After a brief stay in Paris, he returned to Groningen and worked as a teacher at the Academie from 1867 to 1874. He moved to Brussels that year to establish himself as a painter but, for unknown reasons, relocated to The Hague in 1875, where he lived until 1902. It was during this time that he served as a court painter and many of his works are still to be seen in Het Loo.

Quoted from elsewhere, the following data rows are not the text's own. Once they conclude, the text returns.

PR #405, opened 2026-06-16
Disable zammadui attachments

Prudhvivuda:
- Users no longer see attachment controls in Zammad (new ticket + reply)
- File uploads are blocked even if someone tries via the API
- Stock Zammad image and upstream Helm chart are unchanged

**How it works (two layers)**
1. Block uploads (server-side)
- Small nginx edge proxy (zammad-edge) sits in front of stock Zammad
- OpenShift Route (ssa-zammad) points to zammad-edge, not zammad-nginx directly
- Edge proxy returns 403 on POST /api/v1/upload_caches/* (Zammad’s upload API)
- Uploads fail even if the UI were visible

2. Hide attachment UI (client-side)
- Edge proxy injects inline CSS into Zammad HTML pages (/, /desktop, /app) using nginx sub_filter
- CSS hides Zammad’s attachment elements (.article-attachment, .attachmentPlaceholder, file inputs, etc.)
- Applies to new ticket and reply forms (same widget in both)

### DIFF
--- a/Makefile
+++ b/Makefile
@@ -1707,7 +1707,7 @@ helm-install-ticketing: namespace helm-depend
 		true)
 	@rm -f $(ZAMMAD_TICKETING_OVERLAY)
 	@echo "Waiting for Zammad deployments to be ready..."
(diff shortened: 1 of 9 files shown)


mhdawson (approved):
LGTM

PR #406, opened 2026-06-17
Avoid deploying snow mcp server for ticket deploy

Prudhvivuda:
- Disable ServiceNow components for the ticketing deploy profile (helm-install-ticketing): mcp-self-service-agent-snow and self-service-agent-mock-servicenow are no longer deployed when using helm/values-ticketing.yaml.
- Ticket flows use Zammad MCP only (ticket-laptop-refresh, ticket-general-support), so ServiceNow is unnecessary for this profile.
- Make the snow MCP rollout wait in helm_install_common conditional, matching mock ServiceNow, so ticketing installs don’t hang waiting for a deployment that isn’t created.


mhdawson (approved):
LGTM

PR #407, opened 2026-06-17
langfuse pvc cleanup

Prudhvivuda:
- When Langfuse is enabled, the chart deploys a Redis StatefulSet named `self-service-agent-langfuse-redis`, which creates a PVC like: `data-self-service-agent-langfuse-redis-0`
- `make helm-uninstall` already had PVC cleanup for Zammad and other Langfuse components (ClickHouse, MinIO), but not for Langfuse Redis. 
- We updated the Makefile cleanup regex to include langfuse-redis.


mhdawson (approved):
LGTM

PR #410, opened 2026-06-19
fix: address frequent ticket e2e ci test failures

mhdawson:
- add wait for terminating pods. Earlier versions of oc had a bug
      which caused oc exec to sometimes pick a terminating pod
    - tweak to avoid assigning ticket to manager before confirmation as this
      was occuring frequently in my testing for other PRs


gurvinder (approved):

mhdawson:
Ran 4 times with updated code
- no failures where we see the broken pipe so I think the code to check for terminating processes is working.

Seems like the success-flow-1.json is still intermittent, with it being 50/50. Going to land anyway as it was 100% before the change to try to improve that part but there is more work to do.

PR #413, opened 2026-06-22
fix for chart rendering an empty entityOperator: block

Prudhvivuda:
**PROD mode can't install**

**Root cause:** 
- When KNATIVE_EVENTING=true, the chart creates a Strimzi Kafka CR. 
- The chart always emitted `entityOperator:`, but the inner `topicOperator` / `userOperator` sections only render when `.resources` is non-empty. With default `resources: {}` in `values.yaml`, both inner blocks were skipped, leaving Strimzi with an empty entityOperator object - which it rejects as null.

**Fix:** 
- Wrap the whole entityOperator block so it only renders when at least one operator has resources defined:

### DIFF
--- a/helm/templates/kafka-cluster.yaml
+++ b/helm/templates/kafka-cluster.yaml
@@ -26,6 +26,7 @@ spec:
       transaction.state.log.replication.factor: {{ .Values.requestManagement.kafka.config.transactionStateLogReplicationFactor }}
       auto.create.topics.enable: false
     # Resources moved to KafkaNodePool
+  {{- if or .Values.requestManagement.kafka.entityOperator.topicOperator.resources .Values.requestManagement.kafka.entityOperator.userOperator.resources }}
   entityOperator:
     {{- if .Values.requestManagement.kafka.entityOperator.topicOperator.resources }}
     topicOperator:
@@ -37,6 +38,7 @@ spec:
       resources:
         {{- toYaml .Values.requestManagement.kafka.entityOperator.userOperator.resources | nindent 8 }}
     {{- end }}
+  {{- end }}
 ---
 # KafkaNodePool for managing Kafka broker storage and resources
 apiVersion: kafka.strimzi.io/v1beta2


mhdawson:
@Prudhvivuda are you sure it is actually using kafka with only that once change ?  Or is it only part of validating that we can turn on using Kafka with the ticket deployment.

Also wondering why this is needed now, because we can run the it-self-service-agent in both Kafka and non-kafka mode ?

Prudhvivuda:
> @Prudhvivuda are you sure it is actually using kafka with only that once change ? Or is it only part of validating that we can turn on using Kafka with the ticket deployment.
> 
> Also wondering why this is needed now, because we can run the it-self-service-agent in both Kafka and non-kafka mode ?

**1. Does this single change “turn on” Kafka?**

No. Kafka / Knative eventing is already gated separately by requestManagement.knative.eventing.enabled=true. When that flag is on, the chart already renders the full production eventing stack:

- `helm/templates/kafka-cluster.yaml` — Strimzi Kafka + KafkaNodePool
- `helm/templates/knative-broker.yaml` — Knative Broker with broker.class: Kafka, wired to {kafka-name}-kafka-bootstrap...:9092
- `helm/templates/knative-triggers.yaml` — all request/agent triggers
- Mock eventing is not deployed (`mock-eventing-service-deployment.yaml` requires eventing.enabled=false)

This PR only fixes a chart rendering bug in kafka-cluster.yaml: with default entityOperator.*.resources: {}, the template emitted a bare entityOperator: key with no children. Strimzi rejects that as an invalid/null object, so helm install fails before Kafka ever comes up.

The fix omits entityOperator entirely unless at least one operator has non-empty resources — it does not add new Kafka wiring.

**2. Is this only for validating Kafka with ticket deployment?**

The failure was hit in production / Knative eventing mode (`make helm-install-prod or KNATIVE_EVENTING=true`), not because of ticketing-specific logic. `values-ticketing.yaml` does not enable eventing; default `helm-install-ticketing` still uses mock eventing (`values.yaml` has `knative.eventing.enabled: false`).

If someone runs ticketing and passes KNATIVE_EVENTING=true, they would hit the same bug — but the fix applies to any Knative eventing install, not just ticketing.

**3. Why is this needed now if we support both Kafka and non-Kafka modes?**

Both modes are supported, but they are mutually exclusive at install time — controlled by requestManagement.knative.eventing.enabled.

In the default / test / ticketing path, that flag stays false (see helm/values.yaml). The chart deploys the mock eventing service instead, and kafka-cluster.yaml is not rendered at all, so this bug never shows up.

In production / Knative path (make helm-install-prod or KNATIVE_EVENTING=true), that flag is set to true. The chart then renders the Strimzi Kafka CR, Knative Kafka broker, and triggers. That is when the empty entityOperator: block caused Strimzi to reject the install.

So non-Kafka mode was never broken. Prod mode was broken whenever someone tried the real Knative+Kafka path with default values — which is likely why this surfaced now (e.g. first prod or ticketing+eventing test on OpenShift), not because the dual-mode design changed.

mhdawson (approved):
LGTM

PR #416, opened 2026-06-29
Update make oc client from 4.11.6 to stable-4.21

Prudhvivuda:
**OC client:** Update `make oc` from hardcoded 4.11.6 to `OC_VERSION=stable-4.21` (currently 4.21.20), aligned with our OpenShift 4.21.x clusters.

**Arch:** Derive the mirror download path from `ARCH` via `OC_ARCH (linux/amd64 → x86_64, linux/arm64 → arm64)` instead of hardcoding `x86_64`

### DIFF
--- a/Makefile
+++ b/Makefile
@@ -68,6 +68,11 @@ CONTAINER_TOOL ?= podman
 REGISTRY ?= quay.io/rh-ai-quickstart
 PYTHON_VERSION ?= 3.12
 ARCH ?= linux/amd64
+# Map ARCH to the OpenShift mirror path segment (linux/amd64 → x86_64, linux/arm64 → arm64).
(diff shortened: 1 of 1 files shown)


mhdawson:
How backward compatible are the oc versions? Just wondering if this will have any effect on using older openshift version?

Prudhvivuda:
> How backward compatible are the oc versions? Just wondering if this will have any effect on using older openshift version?

OpenShift clients are generally tolerant of server skew. I smoke-tested stable-4.17 through stable-4.21 against our 4.21.16 cluster and all could run the Makefile’s read-only oc calls (clusterversion, ingresses.config, routes). As README already documents OpenShift 4.17.0+ as requirement, should be fine for 4.17+ clusters. We can override OC_VERSION if needed for older environments.

mhdawson (approved):
LGTM

PR #417, opened 2026-06-29
feat: tweak big ticket prompt

mhdawson:
- tweak to avoid early manager assignment


mhdawson:
If anything I think this made it worse, closing.

PR #422, opened 2026-07-02
Eval/gpt oss 120b evaluation

Prudhvivuda:
**Problem**

  When using GPT-OSS-120b as the evaluation judge via DeepEval, the model occasionally wraps its `ReasonScore` output in non-standard formats instead of the expected flat {"score": ..., "reason": ...}:

  - Wrapped string: {"final": "{\"score\": 8, \"reason\": \"...\"}"}
  - Malformed key: {"final{": 0, "reason": "..."}

  Both caused `ReasonScore` pydantic validation errors, crashing the evaluation mid-run and marking conversations as unevaluated.

  **Fix**

  Added a small rescue block in `evaluations/helpers/custom_llm.py` (both generate and a_generate) that activates only when score is missing from the parsed JSON and a key starting with "final" is present. It unwraps the value into the expected structure before passing it to pydantic.

  The fix is backward compatible — models that return correct JSON `({"score": ..., "reason": ...})` hit the "score" not in data guard as False and are completely unaffected.

### DIFF
--- a/evaluations/helpers/custom_llm.py
+++ b/evaluations/helpers/custom_llm.py
@@ -125,6 +125,27 @@ class CustomLLM(DeepEvalBaseLLM):
             if schema is not None and content:
                 try:
                     data = json.loads(content)
+                    # GPT-OSS-120b sometimes wraps output in {"final": "{...}"} or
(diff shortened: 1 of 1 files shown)


mhdawson (approved):
LGTM

PR #423, opened 2026-07-08
fix: tweak ticket laptop refresh lg prompts

sgratch:
Reference: https://redhat.atlassian.net/browse/APPENG-4976

This is  a follow up fix for https://github.com/rh-ai-quickstart/it-self-service-agent/pull/415 - use correct `knowledge_search` tool name and fix typos in ticket laptop refresh lg prompts.

This should avoid eval metric failures like:
`"Correct laptop options for user location [Conversational GEva] The agent did not present all laptop models for the user's location, as the context for EMEA specifies exactly 4 laptop models, but the agent only presented 3 options, and none of them match the models in the context for EMEA."`


mhdawson (approved):
LGTM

In 1898, an illustrated album called Horse Races was published, containing 40 lithographs of Eerelman's paintings by Richard Schoenbeck (1840-1919). It featured Queen Wilhelmina's favorite horse, "Woyko", and proved to be very popular. Later, an annotated collection of his works was translated into English by Clara Bell under the title Horses and Dogs. His best known painting, "De paardenkeuring op de Grote Markt op de 28ste augustus", depicts an annual celebration (featuring horses) held to commemorate the lifting of the Siege of Groningen.

For health reasons ("rheumatic neuralgia"), he spent five years in Arnhem, then went back to Groningen in 1907. At the age of eighty, he was made a Ridder and a street in Groningen was named after him. It was said that one could tell when visitors to the Louvre were from Groningen because they would ask "where are the Eerelmans?". He was, however, mostly forgotten by the second half of the 20th century. It is only recently that interest in his works has been revived. From April to August, 2015, a major retrospective was held at the Museum Nienoord in Leek.